INPUT RECORDS:
PR #649, opened 2022-03-08
Lighthouse reload support

nbrownus:
Adds support for reloading many of the `lighthouse` and `punchy` config stanzas

Replaces #149

### DIFF
--- a/config/config.go
+++ b/config/config.go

WORK INSTRUCTION: Print all entries again, exactly.

YOUR RESPONSE:
PR #649, opened 2022-03-08
Lighthouse reload support

nbrownus:
Adds support for reloading many of the `lighthouse` and `punchy` config stanzas

Replaces #149

### DIFF
--- a/config/config.go
+++ b/config/config.go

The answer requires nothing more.